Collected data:
BEGIN

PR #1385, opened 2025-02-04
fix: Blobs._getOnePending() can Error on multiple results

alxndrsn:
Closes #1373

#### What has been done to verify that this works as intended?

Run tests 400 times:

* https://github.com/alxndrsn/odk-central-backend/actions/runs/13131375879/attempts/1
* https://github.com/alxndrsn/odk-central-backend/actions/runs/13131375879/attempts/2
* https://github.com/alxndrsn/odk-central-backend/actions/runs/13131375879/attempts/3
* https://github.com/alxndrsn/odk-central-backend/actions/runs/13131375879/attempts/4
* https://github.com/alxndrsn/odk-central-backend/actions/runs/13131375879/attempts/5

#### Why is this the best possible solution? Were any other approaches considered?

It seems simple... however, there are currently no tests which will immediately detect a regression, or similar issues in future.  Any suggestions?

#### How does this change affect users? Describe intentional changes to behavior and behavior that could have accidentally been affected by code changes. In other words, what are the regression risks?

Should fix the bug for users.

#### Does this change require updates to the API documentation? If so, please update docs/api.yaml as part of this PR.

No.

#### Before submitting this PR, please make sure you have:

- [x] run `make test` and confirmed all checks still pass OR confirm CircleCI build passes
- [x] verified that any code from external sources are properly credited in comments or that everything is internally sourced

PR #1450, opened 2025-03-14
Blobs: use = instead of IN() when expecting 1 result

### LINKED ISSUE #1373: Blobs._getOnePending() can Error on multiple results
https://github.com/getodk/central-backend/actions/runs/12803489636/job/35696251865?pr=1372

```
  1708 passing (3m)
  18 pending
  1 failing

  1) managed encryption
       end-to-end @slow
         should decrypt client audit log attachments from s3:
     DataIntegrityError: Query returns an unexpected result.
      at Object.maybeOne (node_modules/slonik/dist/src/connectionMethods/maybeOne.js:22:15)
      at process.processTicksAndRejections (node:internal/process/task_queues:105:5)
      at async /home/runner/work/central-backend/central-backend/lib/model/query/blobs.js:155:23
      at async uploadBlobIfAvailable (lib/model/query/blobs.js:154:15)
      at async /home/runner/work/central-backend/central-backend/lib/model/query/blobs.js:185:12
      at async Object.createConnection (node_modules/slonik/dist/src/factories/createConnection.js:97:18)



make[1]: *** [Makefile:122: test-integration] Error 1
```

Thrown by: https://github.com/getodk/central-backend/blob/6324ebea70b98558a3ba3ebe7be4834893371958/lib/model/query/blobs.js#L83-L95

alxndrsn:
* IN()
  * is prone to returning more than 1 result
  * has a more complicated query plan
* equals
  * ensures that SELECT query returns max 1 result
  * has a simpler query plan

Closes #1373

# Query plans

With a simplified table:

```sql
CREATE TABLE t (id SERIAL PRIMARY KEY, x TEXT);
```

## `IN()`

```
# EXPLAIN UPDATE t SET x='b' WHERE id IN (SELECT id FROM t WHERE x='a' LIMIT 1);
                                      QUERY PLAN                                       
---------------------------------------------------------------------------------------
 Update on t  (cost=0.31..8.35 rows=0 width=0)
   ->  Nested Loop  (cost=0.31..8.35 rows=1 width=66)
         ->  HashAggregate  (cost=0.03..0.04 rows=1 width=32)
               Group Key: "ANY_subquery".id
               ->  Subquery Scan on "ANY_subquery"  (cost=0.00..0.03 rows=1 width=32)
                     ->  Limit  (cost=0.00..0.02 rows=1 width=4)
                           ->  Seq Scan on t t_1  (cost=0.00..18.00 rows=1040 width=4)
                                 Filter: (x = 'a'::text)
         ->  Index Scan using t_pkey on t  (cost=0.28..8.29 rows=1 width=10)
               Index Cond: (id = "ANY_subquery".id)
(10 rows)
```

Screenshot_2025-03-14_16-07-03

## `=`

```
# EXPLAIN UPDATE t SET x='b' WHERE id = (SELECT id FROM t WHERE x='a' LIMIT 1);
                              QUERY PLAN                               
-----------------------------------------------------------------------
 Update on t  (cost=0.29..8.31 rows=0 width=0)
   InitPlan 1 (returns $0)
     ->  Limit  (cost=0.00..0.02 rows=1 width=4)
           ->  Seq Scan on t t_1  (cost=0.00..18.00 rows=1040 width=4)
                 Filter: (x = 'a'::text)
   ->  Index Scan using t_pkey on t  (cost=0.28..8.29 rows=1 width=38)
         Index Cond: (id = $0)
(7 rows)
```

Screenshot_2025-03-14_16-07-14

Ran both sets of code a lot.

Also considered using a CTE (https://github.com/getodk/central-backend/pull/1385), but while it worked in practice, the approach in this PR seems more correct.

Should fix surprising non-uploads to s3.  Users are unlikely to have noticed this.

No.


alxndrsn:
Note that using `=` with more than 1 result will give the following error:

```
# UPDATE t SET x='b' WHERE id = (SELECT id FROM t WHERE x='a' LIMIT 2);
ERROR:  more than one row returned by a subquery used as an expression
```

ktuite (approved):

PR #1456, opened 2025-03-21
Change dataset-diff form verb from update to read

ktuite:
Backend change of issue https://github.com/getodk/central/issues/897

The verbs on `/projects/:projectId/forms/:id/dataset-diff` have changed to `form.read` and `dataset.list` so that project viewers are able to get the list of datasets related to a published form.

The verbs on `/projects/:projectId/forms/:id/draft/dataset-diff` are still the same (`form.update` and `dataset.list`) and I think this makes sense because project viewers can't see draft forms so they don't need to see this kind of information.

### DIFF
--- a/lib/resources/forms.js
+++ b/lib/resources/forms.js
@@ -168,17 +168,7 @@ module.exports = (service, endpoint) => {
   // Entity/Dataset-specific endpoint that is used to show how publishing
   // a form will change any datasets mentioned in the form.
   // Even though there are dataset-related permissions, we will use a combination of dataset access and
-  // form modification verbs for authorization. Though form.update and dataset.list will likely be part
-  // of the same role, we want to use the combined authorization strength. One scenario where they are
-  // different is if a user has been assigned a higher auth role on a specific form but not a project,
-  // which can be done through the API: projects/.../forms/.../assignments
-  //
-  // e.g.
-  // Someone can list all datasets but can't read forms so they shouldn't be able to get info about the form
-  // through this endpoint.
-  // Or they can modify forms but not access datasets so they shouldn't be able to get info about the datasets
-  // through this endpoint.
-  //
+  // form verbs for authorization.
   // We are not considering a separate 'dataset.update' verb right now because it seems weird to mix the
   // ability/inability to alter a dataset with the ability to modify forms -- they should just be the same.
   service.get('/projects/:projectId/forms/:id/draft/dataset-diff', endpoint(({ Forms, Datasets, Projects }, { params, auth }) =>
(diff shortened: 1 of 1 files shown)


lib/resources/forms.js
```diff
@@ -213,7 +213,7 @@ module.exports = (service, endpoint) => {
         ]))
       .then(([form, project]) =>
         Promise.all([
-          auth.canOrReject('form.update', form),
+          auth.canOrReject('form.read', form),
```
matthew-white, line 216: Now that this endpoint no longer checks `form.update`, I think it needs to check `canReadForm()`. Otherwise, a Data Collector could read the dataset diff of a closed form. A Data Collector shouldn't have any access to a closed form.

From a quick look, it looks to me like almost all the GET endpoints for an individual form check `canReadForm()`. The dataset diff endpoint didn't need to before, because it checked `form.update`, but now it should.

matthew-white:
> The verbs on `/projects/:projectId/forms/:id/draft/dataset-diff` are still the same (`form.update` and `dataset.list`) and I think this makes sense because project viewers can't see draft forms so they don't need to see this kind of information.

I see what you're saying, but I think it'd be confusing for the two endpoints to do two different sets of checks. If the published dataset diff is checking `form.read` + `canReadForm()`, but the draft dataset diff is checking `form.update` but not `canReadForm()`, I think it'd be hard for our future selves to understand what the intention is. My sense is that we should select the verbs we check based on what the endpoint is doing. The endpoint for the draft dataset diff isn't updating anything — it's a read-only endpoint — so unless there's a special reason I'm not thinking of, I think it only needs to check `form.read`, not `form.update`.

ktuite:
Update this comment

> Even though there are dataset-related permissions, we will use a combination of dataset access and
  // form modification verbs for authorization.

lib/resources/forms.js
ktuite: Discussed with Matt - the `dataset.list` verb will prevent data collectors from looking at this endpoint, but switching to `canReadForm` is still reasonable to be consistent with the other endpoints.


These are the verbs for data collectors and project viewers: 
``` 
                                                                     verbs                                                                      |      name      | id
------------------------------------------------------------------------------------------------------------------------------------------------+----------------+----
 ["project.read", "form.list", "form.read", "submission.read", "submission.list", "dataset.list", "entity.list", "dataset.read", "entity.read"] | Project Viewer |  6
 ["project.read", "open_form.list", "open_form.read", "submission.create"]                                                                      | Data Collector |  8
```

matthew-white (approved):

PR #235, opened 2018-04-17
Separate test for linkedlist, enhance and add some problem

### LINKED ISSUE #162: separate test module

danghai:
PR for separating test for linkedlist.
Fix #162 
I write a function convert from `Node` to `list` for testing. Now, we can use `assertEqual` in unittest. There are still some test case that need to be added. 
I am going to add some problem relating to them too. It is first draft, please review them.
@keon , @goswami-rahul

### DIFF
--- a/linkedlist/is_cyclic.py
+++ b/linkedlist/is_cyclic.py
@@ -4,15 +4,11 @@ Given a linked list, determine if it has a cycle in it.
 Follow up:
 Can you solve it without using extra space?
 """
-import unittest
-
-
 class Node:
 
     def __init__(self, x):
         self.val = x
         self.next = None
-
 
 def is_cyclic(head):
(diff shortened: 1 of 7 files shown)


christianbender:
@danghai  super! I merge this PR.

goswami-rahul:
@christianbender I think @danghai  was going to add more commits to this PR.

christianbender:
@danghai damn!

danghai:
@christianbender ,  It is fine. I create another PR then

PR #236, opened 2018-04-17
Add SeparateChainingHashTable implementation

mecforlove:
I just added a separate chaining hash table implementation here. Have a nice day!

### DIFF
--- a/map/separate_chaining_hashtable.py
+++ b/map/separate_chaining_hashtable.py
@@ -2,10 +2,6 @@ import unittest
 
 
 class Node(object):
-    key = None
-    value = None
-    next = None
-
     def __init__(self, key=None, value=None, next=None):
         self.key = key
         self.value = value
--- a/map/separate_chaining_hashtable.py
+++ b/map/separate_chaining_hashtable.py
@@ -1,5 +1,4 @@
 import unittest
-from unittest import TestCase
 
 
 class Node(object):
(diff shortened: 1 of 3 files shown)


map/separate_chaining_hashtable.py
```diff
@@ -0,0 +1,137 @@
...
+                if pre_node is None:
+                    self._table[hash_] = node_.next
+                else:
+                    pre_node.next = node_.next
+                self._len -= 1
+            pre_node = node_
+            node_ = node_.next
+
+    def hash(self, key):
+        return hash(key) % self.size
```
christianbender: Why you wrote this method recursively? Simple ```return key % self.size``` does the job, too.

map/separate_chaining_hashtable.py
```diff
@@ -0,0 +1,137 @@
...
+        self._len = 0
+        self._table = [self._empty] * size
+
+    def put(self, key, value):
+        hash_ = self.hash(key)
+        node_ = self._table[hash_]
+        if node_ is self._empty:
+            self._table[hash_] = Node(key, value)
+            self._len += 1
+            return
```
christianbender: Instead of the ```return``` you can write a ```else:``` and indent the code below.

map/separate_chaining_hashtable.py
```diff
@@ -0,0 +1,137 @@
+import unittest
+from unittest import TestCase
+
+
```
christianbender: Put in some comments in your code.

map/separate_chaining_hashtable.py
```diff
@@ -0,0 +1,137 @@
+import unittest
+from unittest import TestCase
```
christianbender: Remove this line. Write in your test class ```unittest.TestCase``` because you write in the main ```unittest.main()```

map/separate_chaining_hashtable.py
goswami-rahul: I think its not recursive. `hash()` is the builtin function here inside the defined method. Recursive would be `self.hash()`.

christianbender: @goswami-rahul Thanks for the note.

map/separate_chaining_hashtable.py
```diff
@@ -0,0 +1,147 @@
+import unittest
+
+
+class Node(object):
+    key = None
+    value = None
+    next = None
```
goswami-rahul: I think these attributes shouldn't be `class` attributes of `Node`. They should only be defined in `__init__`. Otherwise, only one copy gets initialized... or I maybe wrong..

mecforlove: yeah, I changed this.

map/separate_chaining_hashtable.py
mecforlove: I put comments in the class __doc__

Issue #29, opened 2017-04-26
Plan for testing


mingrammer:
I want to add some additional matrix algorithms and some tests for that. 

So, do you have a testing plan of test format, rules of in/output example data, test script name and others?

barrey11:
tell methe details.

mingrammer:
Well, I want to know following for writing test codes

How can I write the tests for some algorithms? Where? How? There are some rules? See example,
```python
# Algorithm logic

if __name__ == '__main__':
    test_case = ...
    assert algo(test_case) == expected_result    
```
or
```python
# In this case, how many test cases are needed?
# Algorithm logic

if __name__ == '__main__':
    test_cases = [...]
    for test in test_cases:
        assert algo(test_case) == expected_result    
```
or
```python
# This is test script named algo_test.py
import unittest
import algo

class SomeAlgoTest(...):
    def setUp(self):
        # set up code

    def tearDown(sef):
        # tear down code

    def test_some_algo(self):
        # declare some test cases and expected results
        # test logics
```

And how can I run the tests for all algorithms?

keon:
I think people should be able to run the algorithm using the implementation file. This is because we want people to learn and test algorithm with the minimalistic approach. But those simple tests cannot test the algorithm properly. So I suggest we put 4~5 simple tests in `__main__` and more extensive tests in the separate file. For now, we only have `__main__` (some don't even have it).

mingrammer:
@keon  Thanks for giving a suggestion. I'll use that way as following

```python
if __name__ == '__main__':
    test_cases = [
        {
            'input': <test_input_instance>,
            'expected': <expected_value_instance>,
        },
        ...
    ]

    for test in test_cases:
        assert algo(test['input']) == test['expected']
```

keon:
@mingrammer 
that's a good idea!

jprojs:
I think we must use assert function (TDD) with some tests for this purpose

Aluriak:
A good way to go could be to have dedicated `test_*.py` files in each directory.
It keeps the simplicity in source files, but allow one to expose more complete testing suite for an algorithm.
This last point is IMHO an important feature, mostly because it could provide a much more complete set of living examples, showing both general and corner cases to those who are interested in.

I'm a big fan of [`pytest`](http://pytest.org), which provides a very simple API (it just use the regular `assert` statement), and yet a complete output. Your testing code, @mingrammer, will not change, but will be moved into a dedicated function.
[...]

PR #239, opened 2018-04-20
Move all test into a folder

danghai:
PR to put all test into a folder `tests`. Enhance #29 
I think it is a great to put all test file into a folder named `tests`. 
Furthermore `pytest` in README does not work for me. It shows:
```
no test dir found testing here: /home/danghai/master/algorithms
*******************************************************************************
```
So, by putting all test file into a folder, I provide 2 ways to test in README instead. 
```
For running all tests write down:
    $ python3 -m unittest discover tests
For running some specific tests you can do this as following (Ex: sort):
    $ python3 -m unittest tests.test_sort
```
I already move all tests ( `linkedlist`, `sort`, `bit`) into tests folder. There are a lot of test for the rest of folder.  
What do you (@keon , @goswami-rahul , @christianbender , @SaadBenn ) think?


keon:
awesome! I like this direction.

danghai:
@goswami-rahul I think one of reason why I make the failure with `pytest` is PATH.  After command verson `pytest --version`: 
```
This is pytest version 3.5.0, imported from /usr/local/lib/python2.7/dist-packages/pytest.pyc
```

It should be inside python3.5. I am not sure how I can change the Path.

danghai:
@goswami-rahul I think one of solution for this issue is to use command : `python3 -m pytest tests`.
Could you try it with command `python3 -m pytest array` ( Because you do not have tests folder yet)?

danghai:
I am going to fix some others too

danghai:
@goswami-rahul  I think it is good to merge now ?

END

— PROBLEM TO SOLVE —
Please tally every line of the entries that holds "None" and answer with that figure alone.

— ANSWER BOX —
9